Yes, in my opinion, we are indeed ready for the transition. The government over the past couple of years has taken actionable steps to make this a reality. The Federal Government to reiterate the importance of gas as a transition fuel has declared January 1, 2021, to December 31, 2030, as “The Decade of Gas Development for Nigeria”.
Also, at the recently concluded Nigeria International Energy Summit (N.I.E.S.), the Honorable Minister of State for Petroleum Resources, Chief Timipre Sylva, reiterated the government’s objective to drive a new narrative making energy a cornerstone of the country’s Industry Policy’. One of the highlights of the Minister’s address was the government’s strategy to diversify Nigeria’s economy and drive industrialization through a focus on domestic utilisation of natural gas.

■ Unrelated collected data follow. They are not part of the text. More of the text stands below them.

Issue #451, opened 2024-02-20
Add support for List as a data type in the writer


mkleinbort-ic:
### Feature Request / Improvement

This code does not work:

```python
import polars as pl
df = pl.DataFrame({'x':[[1,2,3]]}, schema={'x':pl.List(pl.Int8)}).to_arrow()

# pyarrow.Table
# x: large_list<item: int8>
#    child 0, item: int8
# ----
# x: [[[1,2,3]]]

table = catalog.create_table(
    "default.test_table_02",
    schema=df.schema,
)
```

With error

```
TypeError: Expected primitive type, got: <class 'pyarrow.lib.LargeListType'>
```

I'd be good to support List data types

hussein-awala:
The list data type is supported in PyIceberg, but there is a bug in the mapping method, I believe https://github.com/apache/iceberg-python/pull/458 will fix the issue.

PR #458, opened 2024-02-20
Accept pyarrow LargeListType and FixedSizeListType

hussein-awala:
closes: #451

The C++ implementation of Arrow has different types of lists (https://arrow.apache.org/docs/cpp/api/datatype.html#_CPPv4N5arrow12BaseListTypeE), but these types are not correctly implemented in Python, where there is no common superclass for them, they extend the DataType class directly.

`LargeListType` and `FixedSizeListType` are also lists but with some extra characteristics, so they should be accepted by PyIceberg, and transformed to ListType as the PyArrow `ListType`.

In the mentioned issue, PyArrow map the Polars list to a `LargeListType` instead of `ListType` and that's why it fails.

### DIFF
--- a/pyiceberg/io/pyarrow.py
+++ b/pyiceberg/io/pyarrow.py
@@ -689,26 +689,15 @@ def _(obj: pa.StructType, visitor: PyArrowSchemaVisitor[T]) -> T:
     return visitor.struct(obj, results)
 
 
-def process_list_type(obj: Union[pa.ListType, pa.LargeListType, pa.FixedSizeListType], visitor: PyArrowSchemaVisitor[T]) -> T:
+@visit_pyarrow.register(pa.ListType)
+@visit_pyarrow.register(pa.FixedSizeListType)
+@visit_pyarrow.register(pa.LargeListType)
+def _(obj: Union[pa.ListType, pa.LargeListType, pa.FixedSizeListType], visitor: PyArrowSchemaVisitor[T]) -> T:
     visitor.before_list_element(obj.value_field)
     result = visit_pyarrow(obj.value_type, visitor)
     visitor.after_list_element(obj.value_field)
+
     return visitor.list(obj, result)
-
-
-@visit_pyarrow.register(pa.ListType)
-def _(obj: pa.ListType, visitor: PyArrowSchemaVisitor[T]) -> T:
-    return process_list_type(obj, visitor)
-
-
-@visit_pyarrow.register(pa.LargeListType)
-def _(obj: pa.LargeListType, visitor: PyArrowSchemaVisitor[T]) -> T:
-    return process_list_type(obj, visitor)
-
-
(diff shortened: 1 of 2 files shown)


pyiceberg/io/pyarrow.py
```diff
@@ -689,15 +689,28 @@ def _(obj: pa.StructType, visitor: PyArrowSchemaVisitor[T]) -> T:
...
-def _(obj: pa.ListType, visitor: PyArrowSchemaVisitor[T]) -> T:
+def process_list_type(obj: Union[pa.ListType, pa.LargeListType, pa.FixedSizeListType], visitor: PyArrowSchemaVisitor[T]) -> T:
     visitor.before_list_element(obj.value_field)
     result = visit_pyarrow(obj.value_type, visitor)
     visitor.after_list_element(obj.value_field)
-
     return visitor.list(obj, result)
 
 
+@visit_pyarrow.register(pa.ListType)
```
hussein-awala, line 699: I tried to create a new type variable equals to `Union[pa.ListType, pa.LargeListType, pa.FixedSizeListType], visitor: PyArrowSchemaVisitor[T]` and use it in a single register, but MyPy didn't like it:
```
pyiceberg/io/pyarrow.py:695: error: No overload variant of "register" of "_SingleDispatchCallable" matches argument type "<typing special form>"  [call-overload]
pyiceberg/io/pyarrow.py:695: note: Possible overload variants:
pyiceberg/io/pyarrow.py:695: note:     def register(self, cls: type[Any], func: None = ...) -> Callable[[Callable[..., T]], Callable[..., T]]
pyiceberg/io/pyarrow.py:695: note:     def register(self, cls: Callable[..., T], func: None = ...) -> Callable[..., T]
pyiceberg/io/pyarrow.py:695: note:     def register(self, cls: type[Any], func: Callable[..., T]) -> Callable[..., T]
```
So I moved the transformation to a new method with the Union types and I created 3 different register, one for each type of the union.

HonahX: Hi @hussein-awala. I think we can do:
```python
@visit_pyarrow.register(pa.ListType)
@visit_pyarrow.register(pa.LargeListType)
@visit_pyarrow.register(pa.FixedSizeListType)
def _(obj: Union[pa.ListType, pa.LargeListType, pa.FixedSizeListType], visitor: PyArrowSchemaVisitor[T]) -> T:
    visitor.before_list_element(obj.value_field)
    result = visit_pyarrow(obj.value_type, visitor)
    visitor.after_list_element(obj.value_field)
    return visitor.list(obj, result)
```
I checked locally and MyPy did not complain. WDYT?

hussein-awala: It seems to work, thanks!

Fokko (approved):
Looks good @hussein-awala Thanks for adding the support for the different lists. Thanks @HonahX for the review 👍

PR #1511, opened 2025-01-12
Improve `LocationProvider` unit tests

smaheshwar-pltr:
See https://github.com/apache/iceberg-python/pull/1509#issuecomment-2585391350 for context/motivation.

This PR better highlights location provider behaviour in the presence of partitions in unit tests. It tests related behaviour more carefully - e.g. it tests that partition values **and** entropy included in paths when object storage location provision is used (without partitioned paths disabled) that can be confusing. It also tests the injected hash itself in this scenario because it's the hash method of *both* the file name and the partition key - this matches the Java implementation and I've tested that the Java code produces the same output for this case (https://github.com/apache/iceberg/blob/main/core/src/test/java/org/apache/iceberg/TestLocationProvider.java has no tests for this as of now).

@kevinjqliu maybe, mind taking a look?

### DIFF
--- a/tests/table/test_locations.py
+++ b/tests/table/test_locations.py
@@ -38,10 +38,16 @@ class CustomLocationProvider(LocationProvider):
         return f"custom_location_provider/{data_file_name}"
 
 
-def test_default_location_provider() -> None:
+def test_simple_location_provider_no_partition() -> None:
     provider = load_location_provider(table_location="table_location", table_properties=EMPTY_DICT)
 
     assert provider.new_data_location("my_file") == "table_location/data/my_file"
+
+
+def test_simple_location_provider_with_partition() -> None:
+    provider = load_location_provider(table_location="table_location", table_properties=EMPTY_DICT)
+
+    assert provider.new_data_location("my_file", PARTITION_KEY) == "table_location/data/string_field=example_string/my_file"
 
 
 def test_custom_location_provider() -> None:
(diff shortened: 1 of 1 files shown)


tests/table/test_locations.py
```diff
@@ -82,19 +88,18 @@ def test_object_storage_injects_entropy() -> None:
...
+        table_properties={"write.object-storage.enabled": "true"},
     )
 
     location = provider.new_data_location("test.parquet", PARTITION_KEY)
-    partition_segment = location.split("/")[-2]
 
-    assert partition_segment == "string_field=example_string"
+    # Partition values AND entropy included in the path. Entropy differs to that in the test below because the partition
+    # key AND the data file name are used as the hash input. This matches Java behaviour; the hash below is what the
+    # Java implementation produces for this input too.
```
smaheshwar-pltr, line 101: I've verified this. There's no test of this in https://github.com/apache/iceberg/blob/main/core/src/test/java/org/apache/iceberg/TestLocationProvider.java that we can take the hash from sadly.

I like testing this here. It's not obvious that both partition key and file name are used as hash input.

tests/table/test_locations.py
```diff
@@ -82,19 +88,18 @@ def test_object_storage_injects_entropy() -> None:
         assert all(c in "01" for c in dir_name)
 
 
-@pytest.mark.parametrize("object_storage", [True, False])
-def test_partition_value_in_path(object_storage: bool) -> None:
+def test_object_storage_with_partition() -> None:
```
kevinjqliu, line 91: nit: for completeness, lets add another test with `{"write.object-storage.enabled": "false"}`

kevinjqliu (approved):
Thanks for adding this, i have one nit comment

tests/table/test_locations.py
smaheshwar-pltr: WDYM? This is already [`test_simple_location_provider_with_partition`](https://github.com/apache/iceberg-python/pull/1511/files#diff-120d0073dd4792b7e8489e8398e6d9a2f7a914cf13cc4b101cd39f78881d7bd9R47)?

kevinjqliu: oh oops, thats right, its binary. thanks!

kevinjqliu: ok i mistyped, i wanted to mention adding a test for ObjectStoreLocationProvider for non-partitioned table

smaheshwar-pltr: [`test_object_storage_injects_entropy`](https://github.com/apache/iceberg-python/pull/1511/files#diff-120d0073dd4792b7e8489e8398e6d9a2f7a914cf13cc4b101cd39f78881d7bd9R74) does this - I could rename that to `test_object_storage_no_partition` and maybe test the location itself (with hardcoded hash) to mirror the `test_simple` ones.

But I'm also OK with how it is now and the raw locations being tested by [`test_hash_injection`](https://github.com/apache/iceberg-python/pull/1511/files#diff-120d0073dd4792b7e8489e8398e6d9a2f7a914cf13cc4b101cd39f78881d7bd9R132) instead (this tests the same case you've described above).

kevinjqliu: just a nit comment, for me its easier to read the tested behaviors when its together. Someone can quickly go in and see the 4 different scenarios in the test suite

smaheshwar-pltr: I agree with this. Renamed but not changed content.

kevinjqliu:
Thanks for the follow up @smaheshwar-pltr

PR #1515, opened 2025-01-15
Bump Spark to Scala 2.13

Fokko:


Fokko:
PySpark comes with 2.12 :(

PR #1517, opened 2025-01-15
FIX: retry REST catalog on 401 UnauthorizedError with refresh token

MChamberlin:
Some REST catalog implementations (including the Snowflake Polaris catalog) return a 401 when a token is expired, raising an `UnauthorizedError` within pyiceberg. Refreshing the token, as is done for 419 responses, resolves the issue.

This commit adds `UnauthorizedError` to the retry exception types for REST catalog calls, such that the token will be refreshed and the call retried.

### DIFF
--- a/pyiceberg/catalog/rest.py
+++ b/pyiceberg/catalog/rest.py
@@ -149,7 +149,7 @@ def _retry_hook(retry_state: RetryCallState) -> None:
 
 
 _RETRY_ARGS = {
-    "retry": retry_if_exception_type(AuthorizationExpiredError),
+    "retry": retry_if_exception_type((AuthorizationExpiredError, UnauthorizedError)),
     "stop": stop_after_attempt(2),
     "before_sleep": _retry_hook,
     "reraise": True,
--- a/tests/catalog/test_rest.py
+++ b/tests/catalog/test_rest.py
@@ -584,6 +584,71 @@ def test_list_namespaces_token_expired(rest_mock: Mocker) -> None:
     assert tokens.call_count == 1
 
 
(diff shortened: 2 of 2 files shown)


kevinjqliu:
Hey @MChamberlin Thanks for the PR. 

I have some concerns related to this approach

> Some REST catalog implementations (including the Snowflake Polaris catalog) return a 401 when a token is expired, raising an UnauthorizedError within pyiceberg.

401 status is specifically for unauthorized requests https://developer.mozilla.org/en-US/docs/Web/HTTP/Status/401
If we add 401 to the list of retry-able errors, we'd have to retry for other "truly" unauthorized errors which does not feel like the right thing to do.

My suggestion would be to change the catalog implementation to send 419 instead. The [REST spec](https://editor-next.swagger.io/?url=https://raw.githubusercontent.com/apache/iceberg/main/open-api/rest-catalog-open-api.yaml) specifically calls out 401 as UnauthorizedResponse and 419 as AuthenticationTimeoutResponse

sungwy:
I agree with @kevinjqliu here. I've created this issue on polaris github to fix the root cause on the catalog instead: https://github.com/apache/polaris/issues/791

MChamberlin:
@kevinjqliu @sungwy Given the decision on https://github.com/apache/polaris/issues/791, I am re-opening this PR.

sungwy:
Hi @MChamberlin thanks for following up! This PR was recently merged to introduce the fix following the decision to deprecate the 419 status code in the catalog community. Could you let you us know if the latest version of the code in main works for you as expected? https://github.com/apache/iceberg-python/pull/1741

PR #1521, opened 2025-01-15
Bump up spark to 3.5.4

ndrluis:


ndrluis:
@Fokko I created this PR to fix the Spark download issue since version 3.5.3 is not available.

kevinjqliu:
I dont think we can upgrade to `3.5.4` yet per this comment https://github.com/apache/iceberg-python/pull/1461#issuecomment-2572498850. This will be unblocked with the upcoming 1.7.2 release. 

Looks like version `3.5.3` was removed from CDN, https://dlcdn.apache.org/spark/
We might want to use https://archive.apache.org/dist/spark/spark-3.5.3/ in order to fix CI. This would be reverting the work done in #1425 but will unblock CI for us

PR #1523, opened 2025-01-16
[infra] download Spark from `archive.apache.org`

kevinjqliu:
Use `archive.apache.org` to download Spark since version `3.5.3` has been removed from https://dlcdn.apache.org/spark/
, replaced with the latest patch `3.5.4`. I guess this will happen on every patch release. 

We can't upgrade to `3.5.4` yet per this comment https://github.com/apache/iceberg-python/pull/1461#issuecomment-2572498850. This will be unblocked with the upcoming 1.7.2 release. 

Note, this PR essentially reverts the work done in #1425 but will unblock CI


Fokko (approved):

Fokko:
Hopefully it is more stable now, thanks for fixing this @kevinjqliu

Issue #1491, opened 2025-01-06
[Bug] Error in overwrite(): pyarrow.lib.ArrowInvalid: offset overflow with large dataset (~3M rows)


sundaresanr:
### Apache Iceberg version

0.8.1 (latest release)

### Please describe the bug 🐞

Encountered the following error while calling overwrite() on a dataset with over 3 million rows (~1GB parquet file size; ~6 GB pyarrow table size):

```
pyarrow.lib.ArrowInvalid: offset overflow while concatenating arrays
```

Backtrace: 

```
txn.overwrite(pat, overwrite_filter=overwrite_filter)
  File ".../site-packages/pyiceberg/table/__init__.py", line 470, in overwrite
    for data_file in data_files:
  File ".../site-packages/pyiceberg/io/pyarrow.py", line 2636, in _dataframe_to_data_files
    partitions = _determine_partitions(spec=table_metadata.spec(), schema=table_metadata.schema(), arrow_table=df)
                 ^^^^^^^^^^^^^^^^^^^^^^^^^^^^^^^^^^^^^^^^^^^^^^^^^^^^^^^^^^^^^^^^^^^^^^^^^^^^^^^^^^^^^^^^^^^^^^^^^
  File ".../site-packages/pyiceberg/io/pyarrow.py", line 2726, in _determine_partitions
    arrow_table = arrow_table.take(sort_indices)
                  ^^^^^^^^^^^^^^^^^^^^^^^^^^^^^^
  File "pyarrow/table.pxi", line 2133, in pyarrow.lib._Tabular.take
  File ".../site-packages/pyarrow/compute.py", line 487, in take
    return call_function('take', [data, indices], options, memory_pool)
           ^^^^^^^^^^^^^^^^^^^^^^^^^^^^^^^^^^^^^^^^^^^^^^^^^^^^^^^^^^^^
  File "pyarrow/_compute.pyx", line 590, in pyarrow._compute.call_function
  File "pyarrow/_compute.pyx", line 385, in pyarrow._compute.Function.call
  File "pyarrow/error.pxi", line 155, in pyarrow.lib.pyarrow_internal_check_status
  File "pyarrow/error.pxi", line 92, in pyarrow.lib.check_status
pyarrow.lib.ArrowInvalid: offset overflow while concatenating arrays
```

Seems to be related to:

https://github.com/apache/arrow/issues/25822
https://github.com/apache/arrow/issues/33049

### Willingness to contribute

[...]

PR #1539, opened 2025-01-20
Arrow: Avoid buffer-overflow by avoid doing a sort

Fokko:
This was already being discussed back here: https://github.com/apache/iceberg-python/issues/208#issuecomment-1889891973

This PR changes from doing a sort, and then a single pass over the table to the approach where we determine the unique partition tuples filter on them individually.

Fixes https://github.com/apache/iceberg-python/issues/1491

Because the sort caused buffers to be joined where it would overflow in Arrow. I think this is an issue on the Arrow side, and it should automatically break up into smaller buffers. The `combine_chunks` method does this correctly.

Now:

```
0.42877754200890195
Run 1 took: 0.2507691659993725
Run 2 took: 0.24833179199777078
Run 3 took: 0.24401691700040828
Run 4 took: 0.2419595829996979
Average runtime of 0.28 seconds
```

Before:

```
Run 0 took: 1.0768639159941813
Run 1 took: 0.8784021250030492
Run 2 took: 0.8486490420036716
Run 3 took: 0.8614017910003895
Run 4 took: 0.8497851670108503
Average runtime of 0.9 seconds
```

So it comes with a nice speedup as well :)

### DIFF
--- a/poetry.lock
+++ b/poetry.lock
@@ -3235,13 +3235,13 @@ tests = ["pytest (>=5.4.1)", "pytest-cov (>=2.8.1)", "pytest-mypy (>=0.8.0)", "p
 
 [[package]]
 name = "pre-commit"
-version = "4.0.1"
+version = "4.1.0"
 description = "A framework for managing and maintaining multi-language pre-commit hooks."
 optional = false
 python-versions = ">=3.9"
 files = [
-    {file = "pre_commit-4.0.1-py2.py3-none-any.whl", hash = "sha256:efde913840816312445dc98787724647c65473daefe420785f885e8ed9a06878"},
-    {file = "pre_commit-4.0.1.tar.gz", hash = "sha256:80905ac375958c0444c65e9cebebd948b3cdb518f335a091a670a89d652139d2"},
+    {file = "pre_commit-4.1.0-py2.py3-none-any.whl", hash = "sha256:d29e7cb346295bcc1cc75fc3e92e343495e3ea0196c9ec6ba53f49f10ab6ae7b"},
+    {file = "pre_commit-4.1.0.tar.gz", hash = "sha256:ae3f018575a588e30dfddfab9a05448bfbd6b73d78709617b5a2b853549716d4"},
 ]
 
 [package.dependencies]
@@ -5373,4 +5373,4 @@ zstandard = ["zstandard"]
 [metadata]
 lock-version = "2.0"
 python-versions = "^3.9, !=3.9.7"
-content-hash = "df76e32cb9e413b1218b9d40ac8436b5f32d9e79a365762fe0606588ffba8ac9"
+content-hash = "819c32e5be4aa2f3bf77c681482b908fd2dce7f89417d3547c898f8ae23b46bc"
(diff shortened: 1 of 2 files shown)


pyiceberg/io/pyarrow.py
kevinjqliu, line 1: the docstring for `_determine_partitions` is outdated with this change

https://github.com/apache/iceberg-python/pull/1539/files#diff-8d5e63f2a87ead8cebe2fd8ac5dcf2198d229f01e16bb9e06e21f7277c328abdR2547-R2568

pyiceberg/io/pyarrow.py
```diff
@@ -2594,42 +2566,46 @@ def _determine_partitions(spec: PartitionSpec, schema: Schema, arrow_table: pa.T
...
+    # to avoid conflicts
+    partition_fields = [f"_partition_{field.name}" for field in spec.fields]
+
+    for partition, name in zip(spec.fields, partition_fields):
+        source_field = schema.find_field(partition.source_id)
+        arrow_table = arrow_table.append_column(
+            name, partition.transform.pyarrow_transform(source_field.field_type)(arrow_table[source_field.name])
+        )
+
+    unique_partition_fields = arrow_table.select(partition_fields).group_by(partition_fields).aggregate([])
```
kevinjqliu, line 2579: from [`group_by` docs](https://arrow.apache.org/docs/python/generated/pyarrow.Table.html#pyarrow.Table.group_by)

```
use_threadsbool, default True
Whether to use multithreading or not. When set to True (the default), no stable ordering of the output is guaranteed.
```

should we be concerned with stable ordering here?

kevinjqliu (approved):
LGTM i left a few comments

pyiceberg/io/pyarrow.py
Fokko: Thanks, good point. If the tests are stable, I don't think we need stable ordering to allow for better performance using multithreading

pyiceberg/io/pyarrow.py
Fokko: Good one, updated and simplified!

pyiceberg/partitioning.py
```diff
@@ -413,7 +414,9 @@ def partition_record_value(partition_field: PartitionField, value: Any, schema:
     the final partition record value.
     """
     iceberg_type = schema.find_field(name_or_id=partition_field.source_id).field_type
-    iceberg_typed_value = _to_partition_representation(iceberg_type, value)
+    if not isinstance(value, int):
+        # When adding files, it can be that we still need to convert from logical types to physical types
+        iceberg_typed_value = _to_partition_representation(iceberg_type, value)
```
kevinjqliu, line 419: is this due to the fact that we already transform the partition key value 
```
partition.transform.pyarrow_transform(source_field.field_type)(arrow_table[source_field.name])
```
and this expects the untransformed value?

if thats the case, can we just omit the transformation before the group_by?

Fokko: Ah, of course. We want to know the output tuples after the transform, so omitting the transformation is not possible. I think we could do a follow-up PR where we split out the logic for the write path, and the `add-files` path. Since after this PR, this is not needed when doing partitioned writes, we just need it to preprocess when importing partitions.

Fokko:
Ugh, accidentally pushed `main` 🤦

bigluck:
:'(

PR #1542, opened 2025-01-20
feat: support datetime objects in literal instantiation

### LINKED ISSUE #1456: `datetime` objects in `row_filter` expressions are not casted and raise an error

in the following `row_filter` in a `scan()` call,
```py
row_filter=And(
            GreaterThanOrEqual("timestamp_received", start_time),
            LessThan("timestamp_received", end_time),
        ),
```

the `start_time` and `end_time` variables are `datetime` objects. When running a `scan` with that `row_filter` I end up with the error of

In Africa, the priority focus for the energy system is affordability, reliability, and clean energy. However, at this point, I should state that this transition must proceed at different paces. Africa’s energy system and the global energy system will not undergo transition at the same pace. This is due to local nuances such as the availability of natural resources, national policies that address climate change and air quality, energy security, affordability, the pace of economic growth, technological innovation, and choices made by end-users and consumers. To enable a seamless transition in Nigeria, the government must balance energy security with environmental sustainability positioning gas as a transition fuel.